▶ WHAT THE TASK ASKS
Repeat verbatim, and only, the lines of the data below, beginning at the line that contains "PR #1210, opened 2024-11-14" and stopping after the line that contains "superuser page https://localhost:3000/system/settings".

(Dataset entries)
PR #1195, opened 2024-11-07
[JN-1446] recurring survey participant

devonbush:

Adds participant capability for recurring surveys.  As discussed in demo, the iconography isn't perfect.  I've switched from chevron to vertical ellipsis to avoid visual confusion with other checkmarks.  I tried moving it to the left, but Connor and I agreed it made the most sense in its current position.  I also tried moving it to the right of the "Completed" text, but then it either made the right margin look uneven, or unaligned the text
 
image

on expansion, dates are shown
image

1. redeploy apiParticipant and apiAdminApp 
2. repopulate demo
3. enable development mode signin for participant flow
4. go to https://sandbox.demo.localhost:3001/
5. log in as `recurrenceDue@test.com`
6. confirm the screen appears as above, and that you can take the updated survey instance


core/src/main/java/bio/terra/pearl/core/service/survey/SurveyResponseService.java
```diff
@@ -97,13 +97,6 @@ public SurveyWithResponse findWithActiveResponse(UUID studyEnvId, UUID portalId,
             lastResponse = dao.findOneWithAnswers(task.getSurveyResponseId()).orElse(null);
         }
```
devonbush, line 112: this was legacy code from before we had the task system we do now

ui-participant/src/hub/TaskLink.tsx
```diff
@@ -38,49 +43,67 @@ const statusDisplayMap: Record<ParticipantTaskStatus, StatusDisplayInfo> = {
...
+            </Link>
+            : i18n(`${task.targetStableId}:${task.targetAssignedVersion}`, { defaultValue: task.targetName })}
+          { (task.status === 'NEW' && !!history?.length) && <sup className="ms-1">{i18n('taskNew')}</sup>}
+          {(isExpanded || nested) && <span className="text-muted fst-italic ms-2">
+            ({instantToDateString(task.createdAt)})
+          </span> }
+        </div>
+        { history && history.length > 0 && <button onClick={() => setIsExpanded(!isExpanded)}
+          className="btn btn-link py-0" title={i18n('taskHistory')}>
+          <FontAwesomeIcon icon={faEllipsisV}/>
```
connorlbark: Oooo idea. What if it's a `faPlus`? I'm not sold on the ellipse because it strongly implies a context menu to me. But a plus symbol makes it feel like it would be an expansion and it wouldn't conflict with the checkmark. Then, when expanded, it becomes an `faMinus`.

For an alternate placement idea, I also think I could see it to the left of the task status icon.

image

Idk, just some ideas!

devonbush: hmm... I kind of like the plus.  I worry that having it to the left makes it look like that's what we want people to click on -- it's the first thing people will scan

MatthewBemis: Carets might work better while still fulfilling the spirit of the chevron.

`<FontAwesomeIcon icon={isExpanded ? faCaretUp : faCaretDown}/>`

screencapture-sandbox-demo-localhost-3001-hub-2024-11-13-13_49_52

devonbush: yeah, that's the right stuff -- indicates a dropdown but doesn't get confused with a checkmark like a chevron

MatthewBemis (approved):

api-admin/src/main/java/bio/terra/pearl/api/admin/service/forms/ScheduledSurveyAssignmentService.java
```diff
@@ -0,0 +1,30 @@
...
+      initialDelay = 5 * 1000) // wait an hour between executions, start after 5 seconds
+  @SchedulerLock(
+      name = "ScheduledSurveyAssignmentService.assignScheduledSurveys",
+      lockAtMostFor = "500s",
+      lockAtLeastFor = "10s")
+  public void assignScheduledSurveys() {
+    log.info("Scheduled survey processing beginning");
+    surveyTaskDispatcher.assignScheduledTasks();
+    log.info("Scheduled survey processing complete");
+  }
```
connorlbark: This is already being accomplished in `ScheduledAssignmentService` - we don't need this class.

connorlbark (approved):
Pending deletion of ScheduledSurveyAssignmentService, 👍

PR #1196, opened 2024-11-08
[JN-1471] adding scheduled export service

devonbush:

Adds a scheduled service to run all active exports at 1:00AM.  this also groups all the scheduled services together in a single package.  IMHO this makes it easier to get a sense of what runs when, and we really don't want the scheduled services to have business logic in them anywhere.

1.  edit the cron in the ScheduledExportService to a time coming up
2. redeploy ApiAdminApp
3. confirm the job runs at the time you specified


connorlbark (approved):

MatthewBemis (approved):
grouping the scheduled services together in one place is a great idea, i like it 👍

PR #1205, opened 2024-11-13
[JN-1231] extract only active content

connorlbark:

While there are more versioned objects, this _only_ deals with site content and surveys. They're really the only things that are making the extracts huge.

- populate hearthive
- for extra completeness, make some changes to surveys and to site content to create versions in different environments
- extract with `only active content` checked & repopulate
- observe that the downloaded zip file was small & that there is no history in the repopoulated portal

### DIFF
--- a/api-admin/src/main/java/bio/terra/pearl/api/admin/controller/internal/PopulateController.java
+++ b/api-admin/src/main/java/bio/terra/pearl/api/admin/controller/internal/PopulateController.java
@@ -179,11 +179,13 @@ public class PopulateController implements PopulateApi {
   }
 
   @Override
-  public ResponseEntity<Resource> extractPortal(String portalShortcode) {
+  public ResponseEntity<Resource> extractPortal(
+      String portalShortcode, Boolean extractPublishedVersionsOnly) {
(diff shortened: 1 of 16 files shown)


devonbush (changes requested):
Functionality looks good--just needs some renaming.  Elsewhere in the codebase we use "active" to delineate surveys/configs that are currently being used in an environment.  "Published" is used to mean something that made it out of sandbox.  So I think the concept you're going for is "extract only active".    Also, see if you can  leverage `findAllByStudyEnvIdWithSurvey` from StudyEnvrionmentSurveyService rather than having to write new DAO methods.

connorlbark:
> Also, see if you can leverage `findAllByStudyEnvIdWithSurvey` from StudyEnvrionmentSurveyService rather than having to write new DAO methods.

I'm not quite sure how to use this method since survey extraction happens at the portal level, unless we loaded all study environments for a portal, ran `findAllByStudyEnvIdWithSurvey` on each, and then got all the unique results. But I assume that's not what you mean.

devonbush (approved):

MatthewBemis (approved):

PR #1210, opened 2024-11-14
[no ticket yet] make gcp artifact upload more secure

connorlbark:

Some random slack thread pointed out that you can actually, technically, use these SA keys to change our artifacts from any branch unless you specify a ref. So, this ref check makes our artifact registry more secure because some random person can't come in and open a PR and then trigger uploading some malicious images. With this, it would fail - image uploads must come from the development branch.

- n/a, we'll have to see if it works when I merge or if it fails to upload!


connorlbark:
closed because we don't need this added security measure; only broad members can make PRs

PR #1211, opened 2024-11-14
[JN-1449] Soft maintenance mode

MatthewBemis:

Included in this PR:

* Adds a new maintenance mode wrapper component that checks if the application (admin and ptp) is maintenance mode, and displays a configurable message if so. Allows for a superuser to bypass it.
* Adds a new "System Settings" concept for superusers. Currently supports configuring maintenance mode-related settings and disabling scheduled jobs (see admin UX screenshot below)
* Adds a new annotation that we can use on scheduled tasks to check if the task should run. This is a global setting for now, but this paves the way for us to eventually get granular and specify which tasks we'd like to disable

I didn't want to hammer the backend with requests, so the participant and admin apps are configured to poll for system setting changes every 5 minutes. If a user is actively using the application when we enable maintenance mode, it could take up to 5 minutes for them to see the message unless they fully refresh the app in the meantime.

Admin UX:
screencapture-localhost-3000-system-settings-2024-11-18-15_06_10

User UX (admin and participant see the same UX):
screencapture-localhost-3000-maintenance-2024-11-14-16_40_34

* Go to the new system settings superuser page https://localhost:3000/system/settings
* Enable maintenance mode and add a message and a bypass phrase
* Go to a participant site and confirm you see the message: https://sandbox.demo.localhost:3001/
* Refresh the admin app and confirm you see the message
* Confirm the bypass phrase works
* Play around with disabling scheduled jobs. You should see messages like `Scheduled tasks have been disabled. Skipping task: sendReminderEmails`. You don't need to restart the app to see these, although that can speed up the process. You just need to wait for the next scheduled job to attempt to run
* Also confirm the 5 minute system setting polling works: make sure maintenance mode is **off*, open a participant site, enable maintenance mode, and then wait up to 5 minutes for the participant site to automatically display the banner


ui-admin/src/App.tsx
```diff
@@ -50,42 +52,49 @@ mixpanel.register({ application: 'ADMIN_UI' })
...
-                    <Route path='redirect-from-oauth' element={<RedirectFromOAuth/>}/>
-                  </Routes>
-                </BrowserRouter>
-              </div>
-            </UserProvider>
-          </AuthProvider>
-        }
-      </ConfigConsumer>
-    </ConfigProvider>
+    <ApiProvider api={previewApi('', '')}>
```
MatthewBemis, line 55: we may want to get slightly more sophisticated here and periodically poll the maintenance mode endpoint in case users are actively using the system when we enter maintenance mode. as it stands right now, only a hard-refresh would reload the latest settings

ui-core/src/maintenance/MaintenanceMode.tsx
```diff
@@ -0,0 +1,57 @@
...
+import { MaintenanceModeSettings } from 'src/types/maintenance'
+
+export function MaintenanceMode({ children }: { children: React.ReactNode }) {
+  const [settings, setSettings] = useState<MaintenanceModeSettings>()
+  const [bypassMaintenanceMode, setBypassMaintenanceMode] = useState(false)
+  const [password, setPassword] = useState('')
+  const Api = useApiContext()
+
+  useEffect(() => {
+    const loadSettings = async () => {
```
MatthewBemis, line 15: we may want to get slightly more sophisticated here and periodically poll the maintenance mode endpoint in case users are actively using the system when we enter maintenance mode. as it stands right now, only a hard-refresh would reload the latest settings

api-admin/src/main/java/bio/terra/pearl/api/admin/controller/PublicApiController.java
```diff
@@ -55,6 +56,22 @@ public ResponseEntity<Object> getConfig() {
     return ResponseEntity.ok(config);
   }
 
+  @Override
+  public ResponseEntity<Object> getMaintenanceModeSettings() {
+    Map<String, Object> config = new HashMap<>();
```
MatthewBemis, line 61: todo

api-admin/src/main/java/bio/terra/pearl/api/admin/service/system/CheckDisableScheduledTaskAspect.java
```diff
@@ -0,0 +1,35 @@
...
+import org.aspectj.lang.ProceedingJoinPoint;
+import org.aspectj.lang.annotation.Around;
+import org.aspectj.lang.annotation.Aspect;
+import org.aspectj.lang.reflect.MethodSignature;
+import org.springframework.stereotype.Component;
+
+@Slf4j
+@Aspect
+@Component
+public class CheckDisableScheduledTaskAspect {
```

▶ TASK OUTPUT
PR #1210, opened 2024-11-14
[no ticket yet] make gcp artifact upload more secure

connorlbark:

Some random slack thread pointed out that you can actually, technically, use these SA keys to change our artifacts from any branch unless you specify a ref. So, this ref check makes our artifact registry more secure because some random person can't come in and open a PR and then trigger uploading some malicious images. With this, it would fail - image uploads must come from the development branch.

- n/a, we'll have to see if it works when I merge or if it fails to upload!


connorlbark:
closed because we don't need this added security measure; only broad members can make PRs

PR #1211, opened 2024-11-14
[JN-1449] Soft maintenance mode

MatthewBemis:

Included in this PR:

* Adds a new maintenance mode wrapper component that checks if the application (admin and ptp) is maintenance mode, and displays a configurable message if so. Allows for a superuser to bypass it.
* Adds a new "System Settings" concept for superusers. Currently supports configuring maintenance mode-related settings and disabling scheduled jobs (see admin UX screenshot below)
* Adds a new annotation that we can use on scheduled tasks to check if the task should run. This is a global setting for now, but this paves the way for us to eventually get granular and specify which tasks we'd like to disable

I didn't want to hammer the backend with requests, so the participant and admin apps are configured to poll for system setting changes every 5 minutes. If a user is actively using the application when we enable maintenance mode, it could take up to 5 minutes for them to see the message unless they fully refresh the app in the meantime.

Admin UX:
screencapture-localhost-3000-system-settings-2024-11-18-15_06_10

User UX (admin and participant see the same UX):
screencapture-localhost-3000-maintenance-2024-11-14-16_40_34

* Go to the new system settings superuser page https://localhost:3000/system/settings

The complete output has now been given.